4. The car would have to be exported from the USA first.
5. If you jump through all those hoops, then it might be able to be registered in a Mexican state, unless somebody did something illegal along the way.

Best to sell it, then buy a car in Mexico in the state of your residence there.


----------



## chuck846 (Jan 15, 2016)

RVGRINGO said:


> Best to sell it, then buy a car in Mexico in the state of your residence there.

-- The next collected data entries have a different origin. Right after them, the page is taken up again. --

PR #1707, opened 2018-07-10
Update Forms.php

cm-springlane:
make the custom form attributes available to the frontend template

A user should be able to use the freetext fields they configure in the backend, in the frontend

Makes freetext fields for Forms available in the frontend template

1) add a freetext field to Forms (s_cms_support_attributes)
2) try to find the freetext field in the template variables, it's not there

### 6. Checklist

### DIFF
--- a/engine/Shopware/Controllers/Frontend/Forms.php
+++ b/engine/Shopware/Controllers/Frontend/Forms.php
@@ -240,6 +240,7 @@ class Shopware_Controllers_Frontend_Forms extends Enlight_Controller_Action
         ];
 
         return array_merge($formData, [
+            'attribute' => Shopware()->Container()->get('shopware_attribute.data_loader')->load('s_cms_support_attributes', $formId),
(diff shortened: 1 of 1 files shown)


engine/Shopware/Controllers/Frontend/Forms.php
```diff
@@ -240,6 +240,7 @@ protected function getContent($formId)
         ];
 
         return array_merge($formData, [
+            'attribute' => Shopware()->Container()->get('shopware_attribute.data_loader')->load('s_cms_support_attributes', $formId),
```
uehler, line 243: you should use
$this->get('shopware_attribute.data_loader')
or
$this->container->get('shopware_attribute.data_loader')

mitelg:
hey @cm-springlane 
this is already fixed in SW 5.5 -> https://github.com/shopware/shopware/blob/5.5/engine/Shopware/Controllers/Frontend/Forms.php#L242

PR #1708, opened 2018-07-10
change docID column type from integer to varchar

nicoanders:
The change is needed to provide compatibility for customized number ranges and the resulting document ids. Other identifiers, like the column `ordernumber` in table `s_order` or the column `customernumber` in the table `s_user`, has already the right datatype for the requirement.

It makes the column `docID` compatible for letters. So a docID like 'INV_12345' is possible. The resulting filename will be 'INV_12345.pdf'.

Create a Document-ID (bid) with letters in. This leads to a "0" value for the column `docID` in the table `s_order_documents`.

#1656 mistakenly closed by myself

### 6. Checklist

### DIFF
--- a/_sql/migrations/1231-change-docid-column-type.php
+++ b/_sql/migrations/1231-change-docid-column-type.php
@@ -1,0 +1,30 @@
+<?php
+/**
+ * Shopware 5
+ * Copyright (c) shopware AG
+ *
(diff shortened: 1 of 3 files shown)


shyim:
Thanks for your contribution! :blue_heart:.

PR #1709, opened 2018-07-11
Support all numbers

hlohaus:

Support ordernumbers like "000/001/002"

Remove the regex check

no

### 6. Checklist

- [x ] This change has comments for package types, values, functions, and non-obvious lines of code

### DIFF
--- a/engine/Shopware/Models/Article/Detail.php
+++ b/engine/Shopware/Models/Article/Detail.php
@@ -142,7 +142,6 @@ class Detail extends ModelEntity
     /**
      * @var string
      * @Assert\NotBlank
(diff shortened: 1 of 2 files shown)


JoshuaBehrens:
I expect some documentation changes. Did you check the code on spots where the code relies on the fact, that an ordernumber can not contain a weird unicode character? I can imagine that the product feeds just build the xml without escaping xml special characters like <.

uehler:
Now you are supporting ordernumbers with spaces again...

hlohaus:
mhh. i know how to change the backend check, but i can't remove the model check by plugin. :/
And why is not it possible to change that?

PR #1710, opened 2018-07-12
Used interface instead of class for CustomerServiceInterface

JoshuaBehrens:
Used interface instead of class to enable decoration via DI. The class hint is flawed as this will throw an exception if an other interface implementation is given.

Change type hints/constructor signature.

Use a different interface implementation (e.g. a decorator) as constructor parameter.

### 4. Checklist

### DIFF
--- a/engine/Shopware/Bundle/CustomerSearchBundleDBAL/Indexing/CustomerProvider.php
+++ b/engine/Shopware/Bundle/CustomerSearchBundleDBAL/Indexing/CustomerProvider.php
@@ -24,12 +24,12 @@
 
 namespace Shopware\Bundle\CustomerSearchBundleDBAL\Indexing;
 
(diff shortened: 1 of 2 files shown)


mitelg:
would be cool, if you could also fix https://github.com/shopware/shopware/blob/5.4/engine/Shopware/Bundle/CustomerSearchBundleDBAL/Indexing/SearchIndexer.php#L45 :blush: :+1:

JoshuaBehrens:
I will do so for the all holy @mitelg

pascalheidmann-bedarf (approved):

soebbing:
Thank you for your contribution, @JoshuaBehrens! 💙

JoshuaBehrens:
Thanks to @shyim for managing my branches all the time :blue_heart:

PR #2247, opened 2019-10-31
added ignoredExceptionClasses also to testkernel config due to fatal …

buenosdiaz:
…through non-existent parameter

Executing PHPUnit will cause a fatal error otherwise due to missing config parameters, which were recently added to the default config.

`Fatal error: Uncaught Symfony\Component\DependencyInjection\Exception\ParameterNotFoundException: The service "errorsubscriber" has a dependency on a non-existent parameter "shopware.errorHandler.ignoredExceptionClasses".`

Add the missing config parameter also in the test kernel config.

Just execute PHPUnit in the doc root. Make sure that the cache is cleared.

-

-

### 6. Checklist

- [ - ] I have written tests and verified that they fail without my change (not neccessary)
- [ - ] This change has comments for package types, values, functions, and non-obvious lines of code (not neccessary)

### DIFF
--- a/tests/Functional/config.php
+++ b/tests/Functional/config.php
@@ -30,6 +30,17 @@ return array_replace_recursive($this->loadConfig($this->AppPath() . 'Configs/Def
     ],
     'errorhandler' => [
         'throwOnRecoverableError' => true,
+        'ignoredExceptionClasses' => [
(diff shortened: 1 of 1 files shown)


shyim:
We don't have any problems. Also travis is green. Also the configuration extend the normal one.

PR #2249, opened 2019-11-01
Fix migration for shop pages in update to 5.6

jkrzefski:
The new template files use the new template keys. When the keys are only changed during a fresh install, the shop pages will not be displayed after an update. This has become a common problem that many face while updating from earlier versions to 5.6.

This change moves the sql to rename the german shop pages out of the condition for the migration mode to be `update`, because with that condition the shop pages are not displayed after the update.

1. Have a shopware shop in version `< 5.6`
2. Update to `5.6`
3. See no shop pages in the footer

None.

None.

### 6. Checklist

### DIFF
--- a/_sql/migrations/1404-remove-language-distinction-from-shop-pages.php
+++ b/_sql/migrations/1404-remove-language-distinction-from-shop-pages.php
@@ -43,7 +43,8 @@ SQL;
 
         if ($modus === self::MODUS_INSTALL) {
             $this->addSql($dropEnglish);
-            $this->addSql($renameGerman);
         }
+
+        $this->addSql($renameGerman);
     }
 }


jkrzefski:
Yes, I know: This is technically a destructive change that should not be executed automatically as per blue/green standard. But it is a breaking change in any way. If you do execute it, it might disrupt some customized settings that are rather rare. If you do not execute it, the shop pages will for sure not be displayed. So I believe there is no "perfect" way to handle this situation and I propose to take the lesser evil. Of course: If you happen to know a better way to handle this, please feel free to correct me.

JoshuaBehrens:
Is it not possible to merge the languages into the translation tables?

shyim:
The main reason why we don't do that is that migrations should **not modify customers data**

You can't know what the customer has configured/built there. Shopware is highly customizeable

JoshuaBehrens:
If I read the [simple change log](https://www.shopware.com/de/changelog-sw5/#5-5-0) (not the technical one) there is no hint about the footer menu. This is covered as a feature "Übersetzungsfunktion für Shopseiten realisiert" without a hint (in the ticket as well https://issues.shopware.com/issues/SW-17501) that it is very likely to break menus or page customizations.

I can follow the guide not to modify customers data but the communication of the drawbacks of this feature was bad IIRC.

PR #2250, opened 2019-11-04
Fix a typo.

supus:
Because it fixes a bug in the register-form.

Fix a bug/ typo.

1. In the basic settings, go to the "Login / registration"-page.
2. Here, set "Show additional address line 1" and "Show additional address line 1" to "Yes".
3. Next, set only "Treat additional address line 2 as required" to "Yes".
4. Now, go to the register-page of your shop (f.ex. www.shop.de/account). Fill out all required inputs, while keeping the "The shipping address does not match the billing address"-Checkbox unset.
5. After that, click on the submit button. => Nothing happens, the responsible JS-Plugin could not set the hidden shipping-additionalAddressLine2-field to not-required.

None.

None.

### 6. Checklist

### DIFF
--- a/themes/Frontend/Bare/frontend/register/shipping_fieldset.tpl
+++ b/themes/Frontend/Bare/frontend/register/shipping_fieldset.tpl
@@ -97,7 +97,7 @@
                         <div class="register--additional-line1">
                             <input autocomplete="section-shipping shipping address-line2"
                                    name="register[shipping][additionalAddressLine1]"
-                                   type="text"{if {config name=requireAdditionAddressLine2}} required="required" aria-required="true"{/if}
+                                   type="text"{if {config name=requireAdditionAddressLine1}} required="required" aria-required="true"{/if}
                                    placeholder="{s name='RegisterLabelAdditionalAddressLine1'}{/s}{if {config name=requireAdditionAddressLine1}}{s name="RequiredField" namespace="frontend/register/index"}{/s}{/if}"
                                    id="additionalAddressLine21"
                                    value="{$form_data.additionalAddressLine1|escape}"
--- a/UPGRADE-5.6.md
+++ b/UPGRADE-5.6.md
@@ -40,6 +40,7 @@ This changelog references changes done in Shopware 5.6 patch versions.
 * Changed `Shopware\Models\Customer\Customer`, set correct return type for `getregisterOptInId`
 * Changed the `TemplateMail_CreateMail_MailContext` filter to work correctly.
 * Changed `ProductServiceInterface` to extend from `ListProductServiceInterface`
+* Changed additionAddressLine1 in `themes/Frontend/Bare/frontend/register/shipping_fieldset.tpl` to fix a typo.
 
 ### Removals
 


themes/Frontend/Bare/frontend/register/shipping_fieldset.tpl
```diff
@@ -97,7 +97,7 @@
                         <div class="register--additional-line1">
                             <input autocomplete="section-shipping shipping address-line2"
```
mitelg, line 98: this seems also wrong

themes/Frontend/Bare/frontend/register/shipping_fieldset.tpl
```diff
@@ -97,7 +97,7 @@
...
                                    name="register[shipping][additionalAddressLine1]"
-                                   type="text"{if {config name=requireAdditionAddressLine2}} required="required" aria-required="true"{/if}
+                                   type="text"{if {config name=requireAdditionAddressLine1}} required="required" aria-required="true"{/if}
                                    placeholder="{s name='RegisterLabelAdditionalAddressLine1'}{/s}{if {config name=requireAdditionAddressLine1}}{s name="RequiredField" namespace="frontend/register/index"}{/s}{/if}"
                                    id="additionalAddressLine21"
```
mitelg, line 102: and what about the ID? 🙈

shyim: That would be an bc

pascalheidmann-bedarf: `additionalAddressLine21`?

supus: @mitelg @pascalheidmann-bedarf 

I think the ID must be "additionalAddressLine21", because every field in the shipping_fieldset.tpl is prefixed with a "2".

F.ex.:
- lastname2
- street2
- additionalAddressLine22
- etc.

@shyim I'm sorry, I don't know what an "bc" is. Can you explain?

themes/Frontend/Bare/frontend/register/shipping_fieldset.tpl
supus: @mitelg Do you mean the "address-line2" part?

I think it is supposed to be that way:
- The "register[shipping][additionalAddressLine2]"-input has an "address-line3"-class.
- in "frontend/address/form.tpl" shopware uses the same classes, while not having the bug that I fixed in the PR

themes/Frontend/Bare/frontend/register/shipping_fieldset.tpl
shyim: breaking change

supus: @shyim Do you mean, that my adjustments are a breaking-change or that changing the ID would be a bc?

If it's my adjustments, how exactly are they a bc and how do I prevent that?

PR #2251, opened 2019-11-10
Sort payment in backend in a natural order

JoshuaBehrens:
It is difficult to sort multiple payments as they are sorted by id in the backend.

The sorting of the payment rules in the left sidebar is now by position like in the frontend and by active state. The id is not visible in the listing as it is confusing by now. The id is still visible in the detail view.

image

1. Open payments to change order
2. Select different payments to find out their order
3. Rearrange sorting parameters
4. Click a lot
5. Be confused :confused: 
6. Save and open the frontend to check
7. Possibly re-enter task at step 2

### 4. Checklist


JoshuaBehrens:
There is still some help needed. Somehow the id is not visible in the detail state yet. My vague ExtJs knowledge has been overcome. But I think the idea to change this should not be stopped by a simple ExtJs mistake. So lets first discuss the change and then find someone to show the missing primary key of the payments.

themes/Backend/ExtJs/backend/payment/view/payment/form_panel.js
```diff
@@ -149,6 +149,11 @@ Ext.define('Shopware.apps.Payment.view.payment.FormPanel', {
             fieldLabel: '{s name=formpanel_pluginID_label}PluginID{/s}',
             name: 'pluginId',
             disabled: true
+        },{
+            xtype: 'textfield',
```
uehler: id is an int, so this should be numberfield

uehler: and there is already a hidden id field in line 87, maybe that's the problem

mitelg: you could remove the hidden flag, but make sure, that this input field is not editable

JoshuaBehrens: Oh. I didn't see that. Neither in the frontend backend nor in the backend backend. I change that in a minute

JoshuaBehrens: (read in French accent) 15 hours later

JoshuaBehrens:
Sorry that I didn't leave a comment about my last (force) push. Yes, it was right that id was already in the field list and couldn't be configured twice:
image

PaddyS:
Hey @JoshuaBehrens,

we've got two ideas about this:
1st: If you really want this to be a field, please move it to the top, it should be the first field in the form.
We'd rather have the second option though, which is:
2nd: Instead of adding a field, wouldn't it be neat to have a titled fieldset around that form, just like a category detail entry?

category

JoshuaBehrens:
I don't really want it to be a field but now you can just read the number so it has to be equally simple to read it. A field is sufficient for that.
The fieldset is much more glamorous. I try my ExtJs skills on that one. I prefer it as well.

JoshuaBehrens:
I somehow did it. Check it out
grafik

PaddyS:
Awesome, thanks! 💙

PaddyS:
Hey @JoshuaBehrens,

We've just merged your changes into an internal branch, which we might sync later today.
Thus, your changes will be available with either Shopware 5.6.4 or 5.7. :-)

JoshuaBehrens:
5.6.3 is ready? :O

shyim:
While we are in freeze, we are already working on the next patch version

PR #2252, opened 2019-11-11
Remove facebook plugin (deprecated 5.0) completely

JoshuaBehrens:
As in migration 630 a deprecated plugin can be safely removed.

Copies migration 630 and replace Google with Facebook. It **deletes** an s_core_plugin entry that has been [deprecated since 5.0](https://github.com/shopware/shopware/blame/406925fbb6a8e98beb94e71ceca1fd473a6edc31/UPGRADE-5.0.md#L500).
That could've been done almost 4 years ago with migration 630 (deprecated since April 2015).

1. Look for not installed plugins in backend plugin manager
2. Look for not installed plugins via SQL as it is easier to copy into a script
3. Be confused why you get one more result in SQL than in plugin manager
4. :male_detective: 

Finally I can link an [issue](https://issues.shopware.com/issues/SW-13025).

### 5. Checklist

### DIFF
--- a/_sql/migrations/1705-remove-facebook-plugin.php
+++ b/_sql/migrations/1705-remove-facebook-plugin.php
@@ -1,0 +1,38 @@
+<?php
+/**
+ * Shopware 5
+ * Copyright (c) shopware AG
+ *
+ * According to our dual licensing model, this program can be used either
+ * under the terms of the GNU Affero General Public License, version 3,
+ * or under a proprietary license.
+ *
+ * The texts of the GNU Affero General Public License with an additional
+ * permission and of our proprietary license can be found at and
+ * in the LICENSE file you have received along with this program.
+ *
+ * This program is distributed in the hope that it will be useful,
+ * but WITHOUT ANY WARRANTY; without even the implied warranty of
+ * MERCHANTABILITY or FITNESS FOR A PARTICULAR PURPOSE. See the
+ * GNU Affero General Public License for more details.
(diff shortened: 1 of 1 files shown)


_sql/migrations/1705-remove-facebook-plugin.php
```diff
@@ -0,0 +1,38 @@
...
+ */
+class Migrations_Migration1705 extends Shopware\Components\Migrations\AbstractMigration
+{
+    public function up($modus)
+    {
+        $sql = <<<'EOD'
+SET @pluginId = (SELECT id FROM s_core_plugins WHERE name = 'Facebook' and namespace = 'Frontend' and `source` = 'Default' LIMIT 1);
+SET @formId = (SELECT id FROM s_core_config_forms WHERE plugin_id = @pluginId);
+
+DELETE FROM s_core_config_elements WHERE form_id = @formId;
```
shyim: This could be risky. When the Facebook plugin is missing, @formId will be null and will remove all elements where form_id is null

JoshuaBehrens: Indeed. Good catch. I amend that

shyim:
Please test next time your Migration before submitting, there was an typo :see_no_evil:

JoshuaBehrens:
Woops. Didn't see it, just copied things over from an other migration. On the other hand: why didn't the automation catch this? :D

Not sure that matters much. We just bought a new Subaru (in DF) - it is in the middle of the Pacific. When the dealer has the car they will DHL the docs (in Morelos), we will visit transporte (as well as get insurance). When we have plates and insurance we will pick the car up.


----------



## RVGRINGO (May 16, 2007)

It is the purchase through a new car dealer which makes that easy. It is not so easy for an individual to buy a used vehicle in another state, then get it registered in his state; it can get complicated. You will be registering in your home state, so no complications. And, yes, you can buy a non-NAFTA car in Mexico, but you cannot permanently import one yourself, as an expat, with the possible exception of some antique/classic cars.


----------



## TundraGreen (Jul 15, 2010)

chuck846 said:


> Almost there


I applied last year. Waiting for the application to be approved.


----------



## ojosazules11 (Nov 3, 2013)

RVGRINGO said:


> It is the purchase through a new car dealer which makes that easy. It is not so easy for an individual to buy a used vehicle in another state, then get it registered in his state; it can get complicated. You will be registering in your home state, so no complications. And, yes, you can buy a non-NAFTA car in Mexico, but you cannot permanently import one yourself, as an expat, with the possible exception of some antique/classic cars.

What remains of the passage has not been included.